Myth 2 was a popular testing media in those days due to Apple and PC endian
differences. As I recall Bungie did some clever crafting on the structures to
share some of the media between platforms while keeping binaries separated.
Even had a fun picture of soulblighter in Finder through icon trickery.

-wrote commercial CD mastering and storage software many many moons ago

------
newscracker
This seems like a good start, and it could help provide more choice in cross-
platform data storage and data exchange. Recently I looked once again, as I
usually do once every few years, at options for exchanging data through
external drives between Windows, macOS and Linux (I prefer USB drives, which
are faster than speeds I can attain over the network). Shockingly, it seemed
to me like NTFS was the easier filesystem to go with (Linux has good support
for it, and macOS needs a third party driver for write support)!

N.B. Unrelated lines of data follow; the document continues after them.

PR #113, opened 2026-01-14
Improve error reporting in scene_utils map access

olaghattas:
Description:
Problem: std::map::at failures did not indicate which key was missing, making debugging difficult.

Change: Improved error reporting in scene_utils to expose missing keys clearly. Updated the map in scene_utils.hpp to include the missing key.


sea-bass (dismissed):
Thank you @olaghattas !

olaghattas:
Should be all set.

PR #115, opened 2026-01-18
0.1.0

sea-bass:
This is going to be the inaugural version before I blast it out to conda-forge.


bindings/test/test_import.py
```diff
@@ -11,16 +11,15 @@ def test_import_roboplan() -> None:
...
 
 
 def test_import_pinocchio() -> None:
     assert importlib.util.find_spec("pinocchio")
     importlib.import_module("pinocchio")
-
-
-def test_import_viser() -> None:
-    assert importlib.util.find_spec("viser")
-    importlib.import_module("viser")
```
sea-bass, line 26: this really should not be part of the core module, Viser is optional

sjahr (approved):

PR #117, opened 2026-02-01
[pixi] Rely on conda-forge versions of xacro and libtoppra

sea-bass:
@eholum I would be interested in having you test this on your `osx-64` platform since `libtoppra` is only available on `linux-64` for now. I had to add some conditionals for the tasks there...

I guess this may also be pointing to wanting to set up windows/macos CI jobs here, but... is that even available for free tier github?

### DIFF
--- a/pixi.toml
+++ b/pixi.toml
@@ -210,14 +210,17 @@ yaml-cpp    = ">=0.8.0,<0.9"
 eigen     = ">=3.4.0,<4"
 pinocchio = ">=3.7.0,<4"
 
-# Python binding dependencies
+# Python bindings dependencies
 python            = ">=3.11,<3.12"
 nanobind          = ">=2.8.0,<3"
 scikit-build-core = ">=0.11.5,<0.12"
 numpy             = "*"
-viser             = ">=1.0.1,<2"
-tyro              = ">=0.9.26,<0.10"
 xacro             = ">=2.1.1,<3"
+
+# Dependencies for examples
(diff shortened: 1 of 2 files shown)


pixi.toml
```diff
@@ -213,6 +217,7 @@ scikit-build-core = ">=0.11.5,<0.12"
 numpy             = "*"
 viser             = ">=1.0.1,<2"
 tyro              = ">=0.9.26,<0.10"
+xacro             = ">=2.1.1,<3"
```
eholum, line 218: I had to add `zstandard = ">=0.25.0,<0.26"` otherwise I was getting import errors with Viser - but that might be a them thing.

Do you not have that issue?

sea-bass: I did not have that issue with linux-64, no. 😢 

Let me add that to the full deps and test on my end.

eholum: Macs. They #JustWork.

sea-bass: This is very deep, but I think the Viser feedstock does not have a dependency on zstandard when it maybe should?

https://github.com/conda-forge/viser-feedstock/blob/70316cce2bef14770a6b8000bfe6a302b8f4afa7/recipe/meta.yaml#L24

However, the `pyproject.toml` does

https://github.com/nerfstudio-project/viser/blob/6bd9d2260bb5622176079aa261c74ecbbd26ac84/pyproject.toml#L53

---

put up a PR: https://github.com/conda-forge/viser-feedstock/pull/24

PR #119, opened 2026-02-04
Remove lambdas from oink python bindings and use Eigen::Ref

sjahr:
Follow-up on:
- https://github.com/open-planning/roboplan/pull/110#discussion_r2754251356: Removes the lambdas for the parameters constructors while keeping the option to use aggregated initialization
- https://github.com/open-planning/roboplan/pull/110#discussion_r2754229976: Use Eigen::Ref to avoid allocations inside solveIk in both Python & C++ 
- Rename params to options to make the naming consistent with RRT and SimpleIK

@sea-bass your proposed solution was correct by the way. I asked in nanobind repository: https://github.com/wjakob/nanobind/discussions/1282#discussion-9424889

### DIFF
--- a/.github/workflows/build_and_test.yml
+++ b/.github/workflows/build_and_test.yml
@@ -24,7 +24,7 @@ concurrency:
 jobs:
 
   ubuntu_build_and_test:
-    timeout-minutes: 15
+    timeout-minutes: 30
     strategy:
       fail-fast: false
       matrix:
@@ -64,7 +64,7 @@ jobs:
 
   # Build ROS docker images and run tests.
   ros_build_and_test:
-    timeout-minutes: 15
+    timeout-minutes: 30
     strategy:
       fail-fast: false
       matrix:
@@ -103,7 +103,7 @@ jobs:
             /bin/bash -c './src/roboplan/scripts/run_tests.bash'
 
   pixi_build_and_test:
-    timeout-minutes: 15
+    timeout-minutes: 30
     env:
       SCCACHE_DIR: ${{ github.workspace }}/.sccache
     strategy:
--- a/bindings/src/modules/rrt.cpp
+++ b/bindings/src/modules/rrt.cpp
@@ -22,7 +22,10 @@ void init_rrt(nanobind::module_& m) {
       .def_ro("parent_id", &Node::parent_id, "The parent node ID.");
 
   nanobind::class_<RRTOptions>(m, "RRTOptions", "Options struct for RRT planner.")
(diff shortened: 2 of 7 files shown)


roboplan_oink/include/roboplan_oink/optimal_ik.hpp
```diff
@@ -126,15 +126,31 @@ struct Oink {
...
+  /// Example usage:
+  /// @code
+  /// Eigen::VectorXd delta_q(oink.num_variables);
+  /// auto result = oink.solveIk(tasks, constraints, scene, delta_q);
+  /// @endcode
   tl::expected<void, std::string>
   solveIk(const std::vector<std::shared_ptr<Task>>& tasks,
           const std::vector<std::shared_ptr<Constraints>>& constraints, const Scene& scene,
-          Eigen::VectorXd& delta_q);
+          Eigen::Ref<Eigen::VectorXd, 0, Eigen::InnerStride<Eigen::Dynamic>> delta_q);
```
sea-bass, line 153: Do you really need all these template parameters?

sea-bass:
> Looks like the CI failure is related to the ROS 2 build farm 🙈

Just more cache fun...

roboplan_oink/include/roboplan_oink/optimal_ik.hpp
sjahr: ~~On second thought: No. Let me update that~~
Third thought (feat. claude):
```bash
Eigen::Ref has three template parameters:


Eigen::Ref<MatrixType, Options, StrideType>
Simple form: Eigen::Ref<Eigen::VectorXd> defaults to StrideType = InnerStride<1>, meaning it only accepts contiguous memory (elements are adjacent).

nanobind s DRef<Eigen::VectorXd> converts to Eigen::Ref<VectorXd, 0, Stride<Dynamic, Dynamic>> — it allows any stride because numpy arrays can have arbitrary memory layouts (e.g., arr[::2] has stride 2).

The original type Eigen::Ref<VectorXd, 0, InnerStride<Dynamic>> accepts dynamic inner stride, which is more permissive than the simple form but still less general than what nanobind provides.

The conversion fails because:

nanobind gives: Stride<Dynamic, Dynamic> (both strides can vary)
Simple Ref expects: InnerStride<1> (unit stride only)
These are incompatible at compile time.
```

See here for more context: https://nanobind.readthedocs.io/en/latest/api_extra.html#eigen-convenience-type-aliases. I'd propose to keep it for now. What do you think?

sea-bass (approved):

PR #1771, opened 2024-10-27
Staging v1.12.0 beta.1

ddimatos:
##### SUMMARY
Release version 1.12.0-beta.1 merge into main, addresses #1699


docs/source/modules/zos_fetch.rst
```diff
@@ -126,13 +126,13 @@ tmp_hlq
 
 
 ignore_sftp_stderr
-  During data transfer through sftp, the module fails if the sftp command directs any content to stderr. The user is able to override this behavior by setting this parameter to ``true``. By doing so, the module would essentially ignore the stderr stream produced by sftp and continue execution.
+  During data transfer through SFTP, the SFTP command directs content to stderr. By default, the module essentially ignores the stderr stream produced by SFTP and continues execution. The user is able to override this behavior by setting this parameter to ``false``. By doing so, any content written to stderr is considered an error by Ansible and will have module fail.
```
richp405, line 129: Last section: will have THE module fail, or will CAUSE THE module TO fail.

richp405 (approved):
A grammatical issue in some docs... no show-stoppers.  You are a merge maniac.

docs/source/modules/zos_fetch.rst
ddimatos: Thanks Rich, sending this up in a min.

ddimatos: Same text was also in zos_copy, fixed both.

ddimatos: Done.

plugins/modules/zos_blockinfile.py
```diff
@@ -96,13 +96,15 @@
   marker_begin:
     description:
     - This will be inserted at C({mark}) in the opening ansible block marker.
+    - Value needs to be different from marker_end.
```
fernandofloresg, line 99: I think this was mentioned by Ketan before, but wording is different between `marker_begin` and `marker_end`. The later says "Value must be different from marker_end" It would be nice to have the same wording.

fernandofloresg (approved):
What a piece of PR... left one comment which does not need to be changed, but rather is a nice to have.

plugins/modules/zos_blockinfile.py
ddimatos: Thanks for pointing this out, I fixed it and actually another doc issue.

PR #1780, opened 2024-11-01
[1.12.0][Bug][zos_mvs_raw] Bugfix/zos mvs raw verbose 1.12

fernandofloresg:
##### SUMMARY

Looks like mvccmd utility won't return anything in the stderr even if a program executed fails, so we only changed and if statement.

Changing that statement from 'and' to 'or' will in theory, fail any non-zero programs, which is better than having them fail only when verbose=True. Anyways, there is a task in the backlog to add a max_rc option to the module, so we can polish this mechanism there.

While testing this noticed that the module will hide the return code coming from the program if it fail, returning 8 as return code instead, fixed that and had to change some test cases that were expecting a wrong return code.

**NOTE: This was not originally added into the beta release because there was no time to test the fix with latest code. Good thing that we did, because we found and edge case. **

##### ISSUE TYPE

- Bugfix Pull Request
- 
##### COMPONENT NAME

zos_mvs_raw

##### ADDITIONAL INFORMATION

```paste below

```

### DIFF
--- a/changelogs/fragments/1780-zos_mvs_raw-verbose-fail.yml
+++ b/changelogs/fragments/1780-zos_mvs_raw-verbose-fail.yml
@@ -2,7 +2,7 @@ bugfixes:
   - zos_mvs_raw - If a program failed with a non-zero return code and verbose was false, the module would succeed.
     Whereas, if the program failed and verbose was true the module would fail.
     Fix now has a consistent behavior and fails in both cases.
-    (https://github.com/ansible-collections/ibm_zos_core/pull/1774).
+    (https://github.com/ansible-collections/ibm_zos_core/pull/1780).
   - zos_mvs_raw - Module would obfuscate the return code from the program when failing returning 8 instead.
     Fix now returns the proper return code from the program.
-    (https://github.com/ansible-collections/ibm_zos_core/pull/1774).
+    (https://github.com/ansible-collections/ibm_zos_core/pull/1780).
--- a/changelogs/fragments/1780-zos_mvs_raw-verbose-fail.yml
+++ b/changelogs/fragments/1780-zos_mvs_raw-verbose-fail.yml
@@ -1,5 +1,5 @@
 bugfixes:
-  - zos_mvs_raw - If a program failed with a non-zero return code and verbose was false, the module would succeed.
+  - zos_mvs_raw - If a program failed with a non-zero return code and verbose was false, the module would succeed (false positive).
     Whereas, if the program failed and verbose was true the module would fail.
     Fix now has a consistent behavior and fails in both cases.
     (https://github.com/ansible-collections/ibm_zos_core/pull/1780).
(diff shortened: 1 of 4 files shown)


fernandofloresg:
Screenshot 2024-11-01 at 4 31 13 PM
Screenshot 2024-11-01 at 4 30 57 PM

changelogs/fragments/1780-zos_mvs_raw-verbose-fail.yml
```diff
@@ -0,0 +1,8 @@
+bugfixes:
+  - zos_mvs_raw - If a program failed with a non-zero return code and verbose was false, the module would succeed.
```
ketankelkar, line 2:
```suggestion
  - zos_mvs_raw - If a program failed with a non-zero return code and verbose was false, the module would succeed (false positive).
```

i'm not sure if this suggested adds any clarity (keep it if it does 😄)

changelogs/fragments/1780-zos_mvs_raw-verbose-fail.yml
```diff
@@ -0,0 +1,8 @@
...
+    Whereas, if the program failed and verbose was true the module would fail.
```
ketankelkar, line 3: Does this sentence add anything? The module is supposed to fail when rc is nonzero, so this isn't describing a bug.
```suggestion
```

changelogs/fragments/1780-zos_mvs_raw-verbose-fail.yml
```diff
@@ -0,0 +1,8 @@
...
+    Fix now has a consistent behavior and fails in both cases.
```
ketankelkar, line 4: If we do end up removing the 'whereas...' sentence, this sentence here could be:
```suggestion
    Fix now fails the module for all instances where a program has a non-zero return code.
```

ketankelkar (changes requested):
code changes look good, i had a few suggestions for the changelog, a few for comments in the changelog, and a potential mis-configured parameter. 

It's interesting that I've seen these changes 3 times now (from the other review) and only just now thought of suggestions here

changelogs/fragments/1780-zos_mvs_raw-verbose-fail.yml
fernandofloresg: it does! thanks

fernandofloresg:
@ketankelkar Thanks for your suggestions I ended up adding them all. Will run the test suite again and ask for a review after that is done.

richp405 (approved):
We have a similar issue in other functions, where we ended up letting the user select an 'acceptable' error code (I believe it was in submit).  What you did makes sense for mvs_raw.

fernandofloresg:
Screenshot 2024-11-04 at 11 18 39 AM

fernandofloresg:
closed it by accident

ddimatos (approved):
Looks good to me, looks like you found a legacy bug and fixed a new one and went with neither `and` and `or`. Thanks a bunch Fernando.

ketankelkar (approved):
LGTM - thanks for making the requested changes!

Back to this project, I feel there is a strong need to have a set of GUI tools
(beyond Windows Shell Extensions) to take advantage of the btrfs filesystem
features (like creating snapshots, sending snapshots to backup storage, etc.).
I use btrfs on Linux, and the lack of good, up-to-date GUI tools to use its
feature set has been a source of frustration (yes, I can use the command line,
but then that would restrict the usage only to me, leaving out the other not-
so-tech-savvy people around).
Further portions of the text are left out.